For comparison, both sets of 2,596 unresolved chimeric transcripts and 6,496 resolved chimeras were annotated using FastAnnotator (Chen et al, 2012) and BLAST2GO (Götz et al, 2008). Neither tool flagged any of the sequences as potentially problematic, although as Figure 2 demonstrates, the use of chimeric transcripts in downstream analysis (such as genome annotation) clearly leads to unreliable results.

It is noteworthy that we had previously attempted to analyze the entire P. canadensis transcriptome using FastAnnotator, but were unable to produce usable results within a reasonable time frame. We did not attempt a full-transcriptome annotation with BLAST2GO, considering the amount of time required to access remote databases for the mapping and annotation steps.

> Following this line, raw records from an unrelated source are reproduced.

PR #5080, opened 2026-08-03
Style: Update site Navigation + remove mention of the forums

WillShaw1100:
Fix a few links and remove reference to the forums except in policy


resources/views/components/nav.blade.php
```diff
@@ -291,13 +291,13 @@ class="nav-dropdown-link">Log Out</a>
 								<li><a href="{{ route('site.community.teamspeak') }}" class="nav-dropdown-link">TeamSpeak</a></li>
 								<li><a href="{{ route('mship.manage.dashboard') }}" class="nav-dropdown-link">Discord</a></li>
 								<li class="nav-dropdown-divider"></li>
-								<li><a href="https://cts.vatsim.uk/" class="nav-dropdown-link">Training System</a></li>
+								<li><a href="{{ route('filament.training.pages.dashboard') }}" class="nav-dropdown-link">Training System</a>
```
CLC0609: Personally I would leave this as CTS for now. Training is still in beta so we still want CTS linked. 
Plus we already have a link to the training panel on the navigation bar via the icon.

CLC0609 (changes requested):
Thanks, just one comment from me.

resources/views/components/nav.blade.php
kristiankunc: agreed, lets leave cts for now

WillShaw1100: This was one of the suggestions made after I asked people why they wernt using core. I had several responses saying theyd never heard that there was a training page and others who wernt aware of its features. Ill revert this for now but maybe there needs to be better advertisemwnt in general otherwise itll be a big shock when cts is removed.

CLC0609: There is now a big notice on every CTS page to hopefully increase usage of the training panel.

kristiankunc (approved):

CLC0609 (approved):

PR #5097, opened 2026-08-07
Enforce 15-minute booking slots on the calendar

AxonC:
## Summary
- Reject booking start/end times that are not on 15-minute boundaries in `Calendar::createBooking`
- Keep timeline drag selection snapped/clamped to quarter-hour slots within the day
- Block free typing in the create modal date/time fields and snap any prefilled times onto valid slots

## Test plan
- [ ] Open `/atc/bookings/calendar` and create a booking via the Book button using only the select pickers
- [ ] Confirm date/time fields cannot be typed into (picker / arrow keys only)
- [ ] Drag a slot on a position row and confirm start/end stay on `:00` / `:15` / `:30` / `:45`
- [ ] Attempt to create a booking with off-boundary times via Livewire (or temporarily bypass UI) and confirm a booking-error is returned
- [ ] Run `php artisan test tests/Feature/Bookings/CalendarTest.php --filter=fifteen_minute`

Made with [Cursor](https://cursor.com)

### DIFF
--- a/app/Livewire/Bookings/Calendar.php
+++ b/app/Livewire/Bookings/Calendar.php
@@ -640,8 +640,8 @@ class Calendar extends Component
                     return;
                 }
 
-                if ($startsAt->equalTo($endsAt)) {
-                    $this->dispatch('booking-error', message: 'Booking length cannot be zero minutes.');
+                if ($endsAt->lessThanOrEqualTo($startsAt)) {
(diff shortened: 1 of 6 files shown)


kristiankunc (commented):
While you're messing with the input dropdwn - maybe hide end times that are earlier or same as start time - bookings cannot end before staring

Implementation and availabilityExisting transcript annotation tools such as BLAST2GO (Götz et al, 2008), FastAnnotator (Chen et al, 2012), and Trinotate (http://trinotate.sourceforge.net/) require web-based data submission, access to remote databases, and/or an extensive and complicated local setup (if local setup is even offered at all). In contrast, mRNAmarkup has been implemented with a focus on simplicity, automation, data provenance, reproducibility, and reducing external software dependencies to facilitate easy local setup and portability across different operating systems. The main procedure is implemented as a batch script, with several supplementary programs included in the source code distribution. The only external software dependency is the NCBI BLAST+ suite, a common fixture on most bioinformatics systems. In addition, mRNAmarkup utilizes a modular design that supports the use of additional user-supplied databases and/or analysis steps not included in the main software distribution.

The latest stable release of mRNAmarkup is always available from the Brendel Group website. Additionally, a public development repository is maintained at GitHub.

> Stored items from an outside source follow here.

PR #5098, opened 2026-08-08
chore: show PHP notice details in test output

MrAdder:
## Show PHP notices and deprecations in test output

Right now our test output only gives us the count:

```
Tests: 1622, Assertions: 4231, Deprecations: 7, Notices: 2.
```

Seven deprecations — but *where*? No file, no message, so they get ignored until one becomes a real bug on a PHP upgrade.

This PR adds one attribute to `phpunit.xml`:

```diff
- <phpunit ... stopOnFailure="false" ...>
+ <phpunit ... stopOnFailure="false" displayDetailsOnAllIssues="true" ...>
```

Now we get file, line, and message for each one.

**We keep parallel runs.** That was the original worry, and it was unfounded — ParaTest collects issues from all workers and prints them in the final summary. Verified locally against our pinned ParaTest 7.20 / PHPUnit 12.5. The CI workflow is untouched: `phpunit.xml` is read by both PHPUnit and ParaTest, so this applies locally *and* in CI with no flags to keep in sync.

**Nothing new fails** — this only changes what gets printed. Expect a longer CI log on the first run; that's the existing backlog becoming visible. If vendor deprecations prove too noisy we can scope to first-party code later via `<source ignoreIndirectDeprecations>`.


MrAdder:
Tests fail due to it using outdated branch used in #4862

kristiankunc:
This looks good, I'll fix it later on, thanks

kristiankunc (approved):
thx for this

PR #5126, opened 2026-08-18
fix: changes to ASRs for Pilot TPs

CLC0609:
# Summary of changes
- Set availability check length to be 5 days
- Ensure no checks are created within 7 days of a session

# Screenshots (if necessary)

### DIFF
--- a/config/training.php
+++ b/config/training.php
@@ -9,7 +9,7 @@ return [
 
     'availability_warning_days' => [
         'atc' => (int) env('TRAINING_AVAILABILITY_WARNING_DAYS_ATC', 5),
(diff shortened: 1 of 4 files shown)


config/training.php
```diff
@@ -9,7 +9,7 @@
 
     'availability_warning_days' => [
         'atc' => (int) env('TRAINING_AVAILABILITY_WARNING_DAYS_ATC', 5),
```
CLC0609, line 11: @~~AxonC isn't this meant to be 7 for ATC TPs?~~ nevermind I got mixed up between PTD and ATC.

kristiankunc (approved):

PR #5133, opened 2026-08-22
feat: new searchable position selector question type

CLC0609:
Depends on #5132

# Summary of changes
- Adds a new position selector question type that will be used on the new ATC form

# Screenshots (if necessary)
image


kristiankunc (approved):
love it

PR #5140, opened 2026-08-24
fix: improve header styling on feedback resource page

CLC0609:
# Summary of changes
- All the information shown is still the same, just displayed in a better way

# Screenshots (if necessary)
Before:
image

After:
image


kristiankunc (approved):
looks much cleaner

PR #5143, opened 2026-08-26
Local test running

kristiankunc:
Fix the always-failing tests on localhost


kristiankunc:
fixed partialy in https://github.com/VATSIM-UK/core/pull/5174 + other devonctainer related PRs

PR #5150, opened 2026-08-28
Add event management to core

kristiankunc:
Complete event management migration from CTS to core

 - Admin panel management
 - Publishing checklist
 - Publishing a calendar booking + on homepage

image


app/Filament/Admin/Resources/Events/EventResource.php
```diff
@@ -0,0 +1,194 @@
...
+                            ->label('Positions')
+                            ->relationship('positions', 'callsign')
+                            ->multiple()
+                            ->preload()
+                            ->searchable()
+                            ->helperText('The ATC positions the event covers.'),
+                        Select::make('manager_id')
+                            ->label('Event manager')
+                            ->relationship('manager', 'name_first')
+                            ->getOptionLabelFromRecordUsing(fn (Account $record): string => "{$record->name_first} {$record->name_last} (CID {$record->id})")
```
CLC0609:
```suggestion
                            ->getOptionLabelFromRecordUsing(fn (Account $record): string => "{$record->name_first} {$record->name_last} ({$record->id})")
```

CLC0609 (commented):
Basic review just from having a click through. Some ideas of QOL Features.

1, I think it looks better as a checkbox list as opposed to a toggle list.
Image
2. I don't think you should be able to check anything on create? I feel the best process would be create first and then the checklist appears on the edit.
3. Description box is weird. You can only edit by clicking on a specific line. I believe we fixed this in training somewhere to make the whole thing clickab;e
4. Could be cool to track who checked each box, so instead of each thing being a boolean store a cid and then show next to the item, once it's selected who did it? if thats needed.
5. Can we scope the Event Manager box to users with `admin.access`
6. Can we make it autosave when a checkbox is marked. I feel the "Save" should only have to be used when you are updating  the actual information regarding the event.
7.  Positions list on table should collapse
Image
8. Checklist column maybe? changing colours based on how many things are checked.
Image
9. Up for discussion on this one. But should "Details" be changable anyways? I feel it'll cause issues if we have checked "Rostered" and published it and then decide to change the name? Maybe only certain information should be changable.
10. Republishing doesn't update the "Published at" date, this should probably also have an account associated with it. "30 Aug 2026 19:01 by 10000001"

kristiankunc:
Think I fixed all - added a new modular table for the checklist items with the tracking as well.

image

image

AxonC (approved):

PR #5160, opened 2026-09-05
Sync bookings to .net bookings calendar

kristiankunc:
We add every booking which has a calsign existing in the `positions` table so that we don't push SB sessions.
Identified by the extra field for each booking, handles all CRUD operations by hooking into the relevant eloquent methods.

### DIFF
--- a/tests/Unit/Services/Bookings/VatsimNetBookingSyncServiceTest.php
+++ b/tests/Unit/Services/Bookings/VatsimNetBookingSyncServiceTest.php
@@ -1,0 +1,214 @@
+<?php
+
+declare(strict_types=1);
+
+namespace Tests\Unit\Services\Bookings;
+
+use App\Models\Atc\Position;
+use App\Models\Booking;
+use App\Models\Cts\ExamBooking;
+use App\Models\Cts\Member;
+use App\Models\Cts\PracticalExaminers;
+use App\Models\Cts\Session;
+use App\Models\Mship\Account;
+use App\Services\Bookings\VatsimNetBookingSyncService;
+use Illuminate\Support\Facades\Http;
+use PHPUnit\Framework\Attributes\Test;
+use Tests\TestCase;
+
+class VatsimNetBookingSyncServiceTest extends TestCase
+{
+    private VatsimNetBookingSyncService $service;
+
+    private Account $examiner;
+
+    private Account $mentor;
+
+    protected function setUp(): void
+    {
+        parent::setUp();
+
+        $this->service = app(VatsimNetBookingSyncService::class);
+    }
+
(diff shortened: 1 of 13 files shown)


tests/Unit/Services/Bookings/VatsimNetBookingSyncServiceTest.php
```diff
@@ -0,0 +1,214 @@
...
+
+        $booking = $this->makeExamBooking();
+
+        $this->service->sync($booking);
+
+        Http::assertSent(fn ($request) => $request['cid'] === $this->examiner->id && $request['type'] === 'exam');
+    }
+
+    #[Test]
+    public function it_resolves_the_mentor_for_mentoring_bookings(): void
```
AxonC, line 87: How does this compare to our current policy of anonymity for mentors?

tests/Unit/Services/Bookings/VatsimNetBookingSyncServiceTest.php
```diff
@@ -0,0 +1,214 @@
...
+
+        $booking = Booking::factory()->forEvent()->create();
+
+        $this->service->sync($booking);
+
+        Http::assertNothingSent();
+    }
+
+    #[Test]
+    public function it_skips_virtual_positions(): void
```
AxonC, line 111: Nothing PTD related can leak in here can it? Could we add a test for regression purposes?

tests/Unit/Services/Bookings/VatsimNetBookingSyncServiceTest.php
kristiankunc: So mentors should always be hidden? I thought the policy was that we show mentor (and mentor only)

AxonC: If that is what is in bookings I'm happy just wanted to double check

AxonC (approved):

tests/Unit/Services/Bookings/VatsimNetBookingSyncServiceTest.php
kristiankunc: Yes, mentoring/exams show mentor/examiner as the _owner_. That's been taken from the CTS implementation
image

tests/Unit/Services/Bookings/VatsimNetBookingSyncServiceTest.php
kristiankunc: Will add a test but shouldn't - if a position does not exist in the positions table, we never push it (easy sweatbox detection, should work for PTD as well)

BrendelGroup @ IUhttp://brendelgroup.org/bioinformatics2go/mRNAmarkup.php

BrendelGroup @ GitHubhttps://github.com/BrendelGroup/mRNAmarkup

AcknowledgementsThe authors express appreciation to Dr. Jenna Woody for her work during the initial stages of mRNAmarkup’s development. This work was made possible by the generous support of the NSF Plant Genome Research Program.

ReferencesChen TW, et al (2012) FastAnnotator: an efficient transcript

annotation web tool. BMC Genomics, 13(Suppl 7):S9, doi:10.1186/1471-2164-13-S7-S9.

Ferreira PG, et al (2013) Transcriptome analyses of primitively eusocial wasps reveal novel insights into the evolution of sociality and the origin of alternative phenotypes. Genome Biol, 14:R20, doi:10.1186/gb-2013-14-2-r20.

Götz S, et al (2008) High-throughput functional annotation and data mining with the Blast2GO suite. Nucleic Acids Res, 36(10): 3420-3435, doi:10.1093/nar/gkn176.

Grabherr MG, Haas BJ, et al (2011) Full-length transcriptome assembly from RNA-seq data without a reference genome. Nat Biotechnol. 9(7):644-52. doi:10.1038/nbt.1883.

Figure 2: Resolution of chimeric sequences. RNA-Seq reads from Polistes dominula assembled with Trinity and analyzed with mRNAmarkup are show by red glyphs. Orange glyphs correspond to reference proteins, and blue glyphs correspond to automated gene annotations. The transcript highlighted in green was produced by Trinity, and is clearly chimeric in light of the aligned protein evidence (and additional transcript evidence not shown). The transcripts highlighted in red were resolved by mRNAmarkup.

Figure 1: mRNAmarkup workflow. After an initial screening step to remove contaminants, mRNAmarkup’s primary search steps compare transcripts to a database of reference proteins, and then if unmatched, to a more comprehensive protein database, and if still unmatched, to a database of hypothetical proteins. Transcripts with no matches in these searches are then subject to subsequent searches against against a database of conserved protein domains and, finally, if still unmatched, to a database of microRNA sequences.